(Action item)
Reproduce the entries below exactly, but only from the line containing "I'll run a few" to the line containing "Thanks for noticing that. Changed it.", inclusive.

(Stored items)
PR #245, opened 2016-02-07
Add Superpowers framework

Tankypon:
[Superpowers](http://superpowers-html5.com/index.en.html) is a 2D+3D game maker. I think it was a good time to add it to umake, now that superpowers is free and open-source.

PR #256, opened 2016-02-24
Adds the kotlin language compiler

oijazsh:
This PR adds the kotlin language compiler.


umake/frameworks/kotlin.py
```diff
@@ -0,0 +1,65 @@
...
+
+    def __init__(self):
+        super().__init__(name="Kotlin", description=_("The Kotlin Programming Language"), logo_path=None)
+
+
+class KotlinLang(umake.frameworks.baseinstaller.BaseInstaller):
+
+    def __init__(self, category):
+        super().__init__(name="Kotlin Lang", description=_("Kotlin language standalone compiler"),
+                         is_category_default=True, category=category, packages_requirements=["default-jre"],
```
LyzardKing: instead of "default-jre" put "openjdk-7-jdk | openjdk-8-jdk"
This way it will succeed if at least one of the two is installed

LyzardKing:
I was working on the same thing :)
You need to add the supported archs;
Put the kotlin folder in a folder "JetBrains" in the mock server;
Then there may be an issue with the "latest" page on github releases(with the redirect)

umake/frameworks/kotlin.py
oijazsh: Noted. Thanks :)

oijazsh:
Moved the kotlin folder to its right place. Sorry about that.

Is kotlin restricted to only i386 and amd64 architectures? I could not find any reference regarding supported architectures so I did not restrict the list.

I realize the issue with the redirect - as it is written the medium test is bypassing the redirect. Ideally, our mock 'latest' page should only be a redirect.

LyzardKing:
I'm not sure about the requirements, but without the supported architectures the medium tests fail with an invalid choice.
Is this not an issue for you? (It honestly could be my system)
The large test works.
I disagree with the solution you adopted for the medium test, since it does not represent reality. But  it's a larger issue that we need to solve independently from this.

LyzardKing:
I'll try to come up with a better solution for these type of redirects tomorrow. For now I think we can use your solution.
If the medium test works for you I'll have a look on my end.
A part form that good work!

tests/large/test_kotlin.py
```diff
@@ -0,0 +1,68 @@
...
+    def test_default_kotlin_install(self):
+        """Install Kotlin from scratch test case"""
+        if not self.in_container:
+            self.example_prog_dir = tempfile.mkdtemp()
+            self.additional_dirs.append(self.example_prog_dir)
+            example_file = os.path.join(self.example_prog_dir, "hello.kts")
+            open(example_file, "w").write(self.EXAMPLE_PROJECT)
+            compile_command = ["bash", "-l", "-c", "kotlinc -script {}".format(example_file)]
+        else:  # our mock expects getting that path
+            compile_command = ["bash", "-l", "kotlinc /tmp/hello.kts"]
```
LyzardKing: needs to be `kotlinc -script`

oijazsh:
The scala framework does not appear to have a supported archs list. Does that one work for you?

And yes, I agree that a better approach should be worked out for the redirects required in our medium tests before this is merged.

oijazsh:
The medium does now fail with an invalid choice - that goes away if I replace "openjdk-7-jre | openjdk-8-jre" with "default-jre" again however. I'll give it a look to see if I have missed anything.

LyzardKing:
Found it. The issue is that the docker image has default-jre as a package but not the other ones. I'd keep openjdk-7 and openjdk-8 as dependencies, so we can explicitly set the supported ones (default-jre and default-jdk can be different in different ubuntu releases.)
We can set those then in the docker image.

This is something that should be discussed.
@didrocks , what do you think?

didrocks:
@LyzardKing Agreed, let's get them in the default docker image for frameworks that needs it. You just need to modify `docker/create_packages.sh` as you probably already know). I'm happy to push it back to dockerhub the modified images.

Btw, great discussions guys! Awesome to see the current dynamic in the various PR from the Ubuntu Make community \o/

LyzardKing:
@didrocks  Done! Now the image can be rebuilt. As soon as that's done we're good to go.
Also, @Tinche had an idea to solve the issues with the redirects for github. We can use the github api. 
(https://github.com/ubuntu/ubuntu-make/pull/245#issuecomment-188477994)

oijazsh:
Changed it to utilize the github api. Large test passes. Medium tests likely needs new certificates now.

LyzardKing:
If you want to build a key for the server, you can have a look at tests/tools/local_server.py for info

LyzardKing:
Also you need to move the downloads (with the zip file) to the github.com folder (not api.github.com).
Then change the latest file to point to that (like the original page)
Let me know if you can do that.

LyzardKing:
As soon as this is completed I can upload the change to the other frameworks that rely on github.

oijazsh:
I have made the changes but have not been able to check the medium test. Due a network issue, `docker build .` fails to fetch the required repos. I will try to get that resolved and run the test tomorrow if possible.

If the test passes I'll rebase the commits to be neater if required.

LyzardKing:
try uncommenting the line `DOCKER_OPTS="--dns 8.8.8.8 --dns 8.8.4.4"` in /etc/default/docker
I had that problem some time ago.

LyzardKing:
It wasn't showing me the right diff earlier. Perfect!
I'll run a few tests and then merge if they pass

LyzardKing:
The medium tests fail with a timeout

LyzardKing:
also, you have to rename the folder in github.com/ to JetBrains

oijazsh:
My apologies, renamed.

LyzardKing:
No problem :)
I'm just trying to figure out what's not working in the medium test

LyzardKing:
Ok. I'm really not sure why, but the medium tests now work. The only thing I changed is in medium/test_kotlin.py:
`self.hosts = {443: ["api.github.com", "www.github.com"]}`
to
`self.hosts = {443: ["api.github.com", "github.com"]}`

If you can change that then we should be good to go.

oijazsh:
Thanks for noticing that. Changed it.

Also tidied up the commit history now that it is ready for merge.

LyzardKing:
All the tests now work. The docker image needs to be rebuilt, but it's good.
Merging now.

(Answer for this exercise)
I'll run a few tests and then merge if they pass

LyzardKing:
The medium tests fail with a timeout

LyzardKing:
also, you have to rename the folder in github.com/ to JetBrains

oijazsh:
My apologies, renamed.

LyzardKing:
No problem :)
I'm just trying to figure out what's not working in the medium test

LyzardKing:
Ok. I'm really not sure why, but the medium tests now work. The only thing I changed is in medium/test_kotlin.py:
`self.hosts = {443: ["api.github.com", "www.github.com"]}`
to
`self.hosts = {443: ["api.github.com", "github.com"]}`

If you can change that then we should be good to go.

oijazsh:
Thanks for noticing that. Changed it.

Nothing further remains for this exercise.